As part of a randomized, single-blind, comparative study evaluating the efficacy of lovastatin and bezafibrate retard in the treatment of primary hypercholesterolemia, hemorheologic parameters (whole blood viscosity, hematocrit, plasma viscosity, red blood cell aggregation and deformability, and fibrinogen) were studied in 35 patients. Whole blood viscosity and plasma viscosity improved significantly after 3 months of treatment with lovastatin, whereas other hemorheologic variables remained unchanged. Stratifying 24 patients by their lipoprotein Lp(a) levels showed that in those with low Lp(a) (less than or equal to 25 mg/dL) high-density lipoprotein cholesterol increased and red blood cell aggregation as well as deformability decreased considerably, whereas in the group with high Lp(a) levels (greater than 25 mg/dL), the opposite behavior was observed.

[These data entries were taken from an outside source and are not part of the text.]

Issue #16747, opened 2024-11-11
Wallet Connect - Zapper.fi - Sign Request does not show the correct account to connect, transaction does not complete


virginiabalducci:
# Bug Report

## Description

The Sign Request does not show the specific account that the dApp will connect to.
When scrolling through the information of the Sign Request, the app becomes laggy
There are many errors on the console

## Steps to reproduce

1. Go to https://yearn.fi/v3/
2. Connect the dApp to the Desktop Wallet using a specific account, for the purpose of this testing 'Account 1' was connected
3. Choose an asset to deposit for example USDC
4. Choose an amount and select 'Deposit and Stake'
5. On the Desktop app, when the Sign Request pops up, try to scroll. Notice the scroll is very laggy. Also notice that the Account to connect is not showing the correct information

#### Expected behavior
- Sign Request to display the correct account to connect to

#### Actual behavior
[app_20241111_145345.log](https://github.com/user-attachments/files/17708101/app_20241111_145345.log)

On the desktop side:
- Console errors display
- The account to connect to is not correctly displaying; it should show 'Account 1'
- When scrolling, the pop-up becomes laggy

On the dApp side:
- Transaction does not go through, after 5-10 minutes of the transaction loading, error shows 'Unknown RPC request'

The error seems to be related to the Fees, is there anything that can be done from the desktop app/s end? such as providing an error message (not enough balance for fees, etc) to guide the user on a possible reason why they cannot use this dApp? 

```
ERR 2024-11-11 20:47:45.711Z qt error                                   topics="qt" tid=91663074 text="\nfromString (qrc:/StatusQ/Core/Utils/AmountsArithmetic.qml:87)\ngetEstimatedMaxFees (qrc:/app/AppLayouts/Wallet/services/dapps/plugins/SignRequestPlugin.qml:418)\ngetEstimatedFeesStatus (qrc:/app/AppLayouts/Wallet/services/dapps/plugins/SignRequestPlugin.qml:469)\nupdateFeesParamsToPassedObj (qrc:/app/AppLayouts/Wallet/services/dapps/plugins/SignRequestPlugin.qml:289)\nonTriggered (qrc:/app/AppLayouts/Wallet/services/dapps/plugins/SignRequestPlugin.qml:665)" file=qrc:/StatusQ/Core/Utils/AmountsArithmetic.qml:87 category=default
[...]

Issue #16755, opened 2024-11-13
Wallet Connect - cannot do transactions on app.aave.com


virginiabalducci:
# Bug Report

## Description

It's not possible to complete a transaction on Aave 

## Steps to reproduce

1. Go to app.aave.com
2. Connect to Status desktop using Wallet Connect
3. go to https://app.aave.com/?marketName=proto_optimism_v3 and select an asset to supply
4. Sign the request on the desktop app

#### Expected behavior
After signing the request, the transaction should go through

#### Actual behavior
The transaction does not complete

https://github.com/user-attachments/assets/ffce3a3d-a806-4b9a-b15e-7aed8cf8b90f

[app_20241112_145350.log](https://github.com/user-attachments/files/17733208/app_20241112_145350.log)
[app_20241112_101904.log](https://github.com/user-attachments/files/17733207/app_20241112_101904.log)

### Additional Information

- Status desktop version:  build from https://github.com/status-im/status-desktop/pull/16730
- Operating System: Mac OS Sonoma

alexjba:
@virginiabalducci Can you please have a look on the optimistic explorer to see if the tx has been registered and what's the status? If the tx is successful there could be an issue with the dApp

virginiabalducci:
fixed in  https://github.com/status-im/status-desktop/pull/16767

Issue #16116, opened 2024-08-14
[Wallet Connect] Cannot buy token from Rarible


alexjba:
# Bug Report

### Case 1
Used dapp: Rarible

Buying on mainnet (using keycard) results in `status-go error [methodName:wallet_sendTransactionWithSignature, code:-32000, message:eth-archival.rpc.grove.city.error: Gas price too low, mainnet.infura.io.error: replacement transaction underpriced ]`
[Turn on screen reader support](https://docs.google.com/spreadsheets/d/1QkV08jm0ECV01x3yWTLnVGCjTluKQ-IBDJXsHjNeAQg/edit?usp=sharing#)

### Case 2
Used dapp: Rarible

The same/similar happened here as in previous issue, I tried to buy on mainnet this:
https://rarible.com/token/0x42b075d31e706fb38f7e236ad2aa66a1460cf721:8487

`status-go error [methodName:wallet_sendTransactionWithSignature, code:-32000, message:eth-archival.rpc.grove.city.error: Gas price too low, mainnet.infura.io.error: replacement transaction underpriced ]`

It could be up to the dapp! We have to check.

Issue identified by @saledjenic in https://docs.google.com/spreadsheets/d/1QkV08jm0ECV01x3yWTLnVGCjTluKQ-IBDJXsHjNeAQg/edit?gid=0#gid=0

virginiabalducci:
I am unable to purchase the above mentioned collectible. I'm not using keycard.

I'm able to connect the dApp to the Desktop App via Wallet Connect, click Buy on the collectible and then I can approve the Sign Request on the Desktop App. But nothing else happens and the following can be seen:

https://github.com/user-attachments/assets/50e7d2c5-0046-4d22-8d32-24f37e0a2cd9

Console errors:
```
ERR 2024-09-05 15:17:04.768-03:00 rpc response error                         topics="rpc" tid=24844086 file=core.nim:36 err="\nstatus-go error [methodName:connector_sendTransactionAccepted, code:-32000, message:empty requestID ]\n"
ERR 2024-09-05 15:17:04.768-03:00 error doing rpc request                    topics="rpc" tid=24844086 file=core.nim:39 methodName=connector_sendTransactionAccepted exception="\nstatus-go error [methodName:connector_sendTransactionAccepted, code:-32000, message:empty requestID ]\n"
ERR 2024-09-05 15:17:04.768-03:00 sendTransactionAcceptedFinishedRpc failed:  topics="connector-service" 
```


[...]

Issue #16004, opened 2024-08-06
dApps - Zapper.fi transactions can be sign approved but cannot be completed


virginiabalducci:
# Bug Report

## Description

When the Status wallet account is connected to Zapper.xyz via Wallet Connect, and user wants to perform a transaction (Bridge or Swap), the transaction can be sign approved but cannot be completed. 

## Steps to reproduce

1. Log in with an account who has enough funds to try transactions
2. Go to https://zapper.xyz/ and connect the Status wallet via Wallet Connect
3. Start a swap or bridge transaction
4. Sign the "sign request" pop up on Status app
5. On Zapper, see that nothing happens. The transaction does not complete.

#### Expected behavior
After the sign request on Status app,  user should be able to confirm and perform the transaction 

#### Actual behavior
After the sign request on Status app has been approved, nothing happens on the dApp's side, as if the Sign authorization request from Status app never reached the Zapper server.
Also worth mentioning that while I was trying to do a transaction, the activity list history was deleted. This account has plenty of activity, including a successful transaction on Aave Finance (deposit and withdraw) 

https://github.com/user-attachments/assets/a33f2346-3047-410e-aaac-fc388cdda2e0

https://github.com/user-attachments/assets/9204068e-69ec-42b9-ac5b-607793090e33

Bridge test
https://github.com/user-attachments/assets/86264032-b252-421e-acad-4e5f2a7ea8b9

Swap test
https://drive.google.com/file/d/12UFoaMnqJixfOAbz_XO6axRXd1oZdPIz/view?usp=sharing
https://drive.google.com/file/d/1MQctij9Ldp-55siev4irlvYHbV2CagPJ/view?usp=sharing

Wallet address: 0x32e12fd7c2c7984dd6de153691d901445fc8aa07

Console error 
[console log zapper.txt](https://github.com/user-attachments/files/16515096/console.log.zapper.txt)
```
ERR 2024-08-06 16:33:55.086-03:00 qt error                                   topics="qt" tid=536262 text=">Error finding event for topic 01f4dfa567545130f8b4659b9efe2724c09bf0e2d09aa7a9480da3a166243ec9 id 1722972827851972" file=qrc:/app/AppLayouts/Wallet/services/dapps/DappsConnectorSDK.qml:296 category=qml
[...]

PR #16767, opened 2024-11-18
Fix(dapps): Fixing transactions flows for WC and BC

alexjba:
### What does the PR do

Closes: #16747 #16004 #16116 #16755

What all these issues have in common is that the `gas` to be used by the transaction was hardcoded to 21k. To fix this we're computing the gas for each transaction if it's not being supplied by the dapp.

The full fix includes:
1. Fixing the address matching - Some dApps (https://yearn.fi/v3/) will use a different case. To fix this we'll use the wallet address case when the transaction is parsed. https://github.com/status-im/status-desktop/commit/f60c3321ce5ffa196489ba1eee32c0c546f56c74
2. Laggy sign request modal - This was caused by the blocking network calls to compute the fees and the estimated time. To fix this the calls have been moved in the threadpool.
3. Refused transactions - In the UI we were estimating a max fee using 21k as gas value for all transactions. This resulted in a low fee and we couldn't properly check if the user has enough ETH to complete the transactions. As a result we could initiate transactions where the fees were higher than the max ETH balance, result in the transaction refusal.
4. Blocked transactions - Since we've been using 21k as gas, all transactions with a gas higher than this could result in being blocked.
5. Since now we're computing the fees in an asynchronous manner I've noticed the loading state for the fees text is incorrect. The text behind the loading animation was visible. This has been fixed by updating the `AnimatedText` to allow a custom target property to animate. The fees component need to animate `customText` property and not the `text` property.

There are some updates to the fees computation required by the new dapps architecture. Since the fees requests are now async I've reused the `SubscriptionBroker` mechanism used in other parts of the app to manage the request periodicity and bundling when the same request is needed by two subscribers (WC or BC).

This PR moves the fees computation from `SignRequestPlugin` to the `TransactionFeesBroker` - component used to manage the periodic backend calls and the `TransactionFeesSubscriber` - component that aggregates the backend responses and computes the fees. The `TransactionFeesSubscriber` will receive data from 3 different requests (`requestSuggestedFees`, `requestGasEstimate`, `requestEstimatedTime`). This data is aggregated and transformed in a ready to be consumed format for the UI.

#### New user stories:

```
Given the dApp requests a transaction without gas information
And the session request modal is open
When the user brings Status in focus
Then the gas is requested from status-go
And the fees are updated periodically (each 5 seconds)
```
```
Given the dApp requests a transaction with gas information
And the session request modal is open
When the user brings Status in focus
Then the estimated gas is not requested from status-go
And the fees are updated periodically using the provided gas
```
```
Given the dApp requests a transaction
And the session request modal is open
When Status in not in focus
Then the fees computation task is not running
```
```
Given the session request modal is opened
And the user is asked to approve a transaction
When the user approves the transaction
Then the fees computed by Status are used in the transaction
```
```
// Fees data: maxFeePerGas, maxPriorityFeePerGas, gasPrice
// The reasoning for this is that we're updating these fields
Given the dApp requests a transaction with gas information
And the session request modal is open
Then the fees data is not shown in the raw transaction description
```

### Affected areas

Wallet Connect, Browser Connect

### Architecture compliance

### Uniswap tx - User has enough for fees

https://github.com/user-attachments/assets/982bc1ba-4a3a-4360-b844-03e5b5f345e2

### Rarible tx - custom gas. A comparison with Coinbase fees computation. The user does not have enough for fees

https://github.com/user-attachments/assets/2b7bb3dd-46b6-4b5e-bf7d-7c22b2b8c180

### yearn.fy - Withdraw flow

https://github.com/user-attachments/assets/8e8059db-a22b-4dc7-ab0e-2db1313eb7cb

### yearn.fy - Deposit flow

https://github.com/user-attachments/assets/5509fbc4-aeee-4b2c-927b-6cd4251e7b68


src/app_service/service/wallet_connect/service.nim
```diff
@@ -206,64 +230,107 @@ QtObject:
...
+      let args = SuggestedFeesArgs(
+        topic: responseObj["topic"].getStr,
+        chainId: responseObj["chainId"].getInt,
+        suggestedFees: responseObj["suggestedFees"]
+      )
+      self.events.emit(SIGNAL_SUGGESTED_FEES_RESPONSE, args)
+    except Exception as e:
+      error "failed to parse suggested fees response", msg = e.msg
+
+  proc disconnectKeycardReponseSignal(self: Service) =
```
alexjba, line 278: Only the indentation has changed in the procs not related to fees.

virginiabalducci:
Wallet connect transactions look good.
Browser connect transaction had an issue which was fixed here https://github.com/status-im/status-desktop/pull/16771

saledjenic (approved):

virginiabalducci (approved):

Treatment of primary hypercholesterolemia with lovastatin may not only reduce the risk for atherosclerotic complications by its pronounced decrease of low-density lipoprotein cholesterol, but also may favorably alter blood rheology, and may decrease insudation of plasmatic components into the arterial wall and improve tissue perfusion, in particular on the microcirculatory level. The possible relevance of Lp(a) levels for the hemorheologic effects of lovastatin remains to be elucidated.[1]

References

  1. Lovastatin alters blood rheology in primary hyperlipoproteinemia: dependence on lipoprotein(a)? Koenig, W., Hehr, R., Ditschuneit, H.H., Kuhn, K., Ernst, E., Rosenthal, J., Hombach, V. Journal of clinical pharmacology. (1992) [Pubmed]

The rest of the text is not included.